▶ Directions for this task
Please retype each record exactly as it stands below.

(Saved data entries)
PR #3643, opened 2022-11-15
Fix wrong key for getHttpServerTrustStorePassword

### LINKED ISSUE #3639: ServerConfiguration returns incorrect property for httpServerTrustStorePassword
**BUG REPORT**

***Describe the bug***

ServerConfiguration.getHttpServerTrustStorePassword() returns value of HTTP_SERVER_KEY_STORE_PASSWORD. Instead it should return the value of HTTP_SERVER_TRUST_STORE_PASSWORD.

***To Reproduce***

1. Set the following properties, specifying different key store and truststore files with different passwords:
httpServerTlsEnable=true
httpServerKeyStorePath
httpServerKeyStorePassword
httpServerTrustStorePath
httpServerTrustStorePassword
2. Start bookkeeper and observe the truststore password is incorrect.

***Expected behavior***

The truststore should be unlocked with its password.

***Screenshots***

N/A

***Additional context***

N/A

wenbingshen:
### Motivation
Fix #3639 

As the title.

### DIFF
--- a/bookkeeper-server/src/main/java/org/apache/bookkeeper/conf/ServerConfiguration.java
+++ b/bookkeeper-server/src/main/java/org/apache/bookkeeper/conf/ServerConfiguration.java
@@ -3663,7 +3663,7 @@ public class ServerConfiguration extends AbstractConfiguration<ServerConfigurati
      * @return http server trustStore password
      */
     public String getHttpServerTrustStorePassword() {
-        return getString(HTTP_SERVER_KEY_STORE_PASSWORD);
+        return getString(HTTP_SERVER_TRUST_STORE_PASSWORD);
     }
 
     /**


Shoothzj (approved):

bookkeeper-server/src/main/java/org/apache/bookkeeper/conf/ServerConfiguration.java
```diff
@@ -3663,7 +3663,7 @@ public ServerConfiguration setHttpServerTrustStorePath(String trustStorePath) {
      * @return http server trustStore password
      */
     public String getHttpServerTrustStorePassword() {
-        return getString(HTTP_SERVER_KEY_STORE_PASSWORD);
+        return getString(HTTP_SERVER_TRUST_STORE_PASSWORD);
```
nicoloboschi, line 3666: should we handle retrocompatibility here? the risk is that the user upgrades and the webserver doesn't work anymore

at least, we should add highlight in the release notes

nicoloboschi (changes requested):

hangc0276 (commented):
I think we should handle the  retro compatibility

hangc0276:
@merlimat @eolivelli @dlg99 @zymap Please help take a look, thanks.

bookkeeper-server/src/main/java/org/apache/bookkeeper/conf/ServerConfiguration.java
nicoloboschi: Please add fallback to the old property. Also a comment in the code pointing to this pull would be valuable

nicoloboschi (changes requested):

wenbingshen:
Maybe we can mark this config as deprecated and add a new config to restore what it actually does and doc it in the docs and release notes.

shoothzj:
@wenbingshen any updates?

shoothzj:
closed by #4301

▶ Solution to this problem
PR #3643, opened 2022-11-15
Fix wrong key for getHttpServerTrustStorePassword

### LINKED ISSUE #3639: ServerConfiguration returns incorrect property for httpServerTrustStorePassword
**BUG REPORT**

***Describe the bug***

ServerConfiguration.getHttpServerTrustStorePassword() returns value of HTTP_SERVER_KEY_STORE_PASSWORD. Instead it should return the value of HTTP_SERVER_TRUST_STORE_PASSWORD.

***To Reproduce***

1. Set the following properties, specifying different key store and truststore files with different passwords:
httpServerTlsEnable=true
httpServerKeyStorePath
httpServerKeyStorePassword
httpServerTrustStorePath
httpServerTrustStorePassword
2. Start bookkeeper and observe the truststore password is incorrect.

***Expected behavior***

The truststore should be unlocked with its password.

***Screenshots***

N/A

***Additional context***

N/A

wenbingshen:
### Motivation
Fix #3639 

As the title.

### DIFF
--- a/bookkeeper-server/src/main/java/org/apache/bookkeeper/conf/ServerConfiguration.java
+++ b/bookkeeper-server/src/main/java/org/apache/bookkeeper/conf/ServerConfiguration.java
@@ -3663,7 +3663,7 @@ public class ServerConfiguration extends AbstractConfiguration<ServerConfigurati
      * @return http server trustStore password
      */
     public String getHttpServerTrustStorePassword() {
-        return getString(HTTP_SERVER_KEY_STORE_PASSWORD);
+        return getString(HTTP_SERVER_TRUST_STORE_PASSWORD);
     }
 
     /**


Shoothzj (approved):

bookkeeper-server/src/main/java/org/apache/bookkeeper/conf/ServerConfiguration.java
```diff
@@ -3663,7 +3663,7 @@ public ServerConfiguration setHttpServerTrustStorePath(String trustStorePath) {
      * @return http server trustStore password
      */
     public String getHttpServerTrustStorePassword() {
-        return getString(HTTP_SERVER_KEY_STORE_PASSWORD);
+        return getString(HTTP_SERVER_TRUST_STORE_PASSWORD);
```
nicoloboschi, line 3666: should we handle retrocompatibility here? the risk is that the user upgrades and the webserver doesn't work anymore

at least, we should add highlight in the release notes

nicoloboschi (changes requested):

hangc0276 (commented):
I think we should handle the  retro compatibility

hangc0276:
@merlimat @eolivelli @dlg99 @zymap Please help take a look, thanks.

bookkeeper-server/src/main/java/org/apache/bookkeeper/conf/ServerConfiguration.java
nicoloboschi: Please add fallback to the old property. Also a comment in the code pointing to this pull would be valuable

nicoloboschi (changes requested):

wenbingshen:
Maybe we can mark this config as deprecated and add a new config to restore what it actually does and doc it in the docs and release notes.

shoothzj:
@wenbingshen any updates?

shoothzj:
closed by #4301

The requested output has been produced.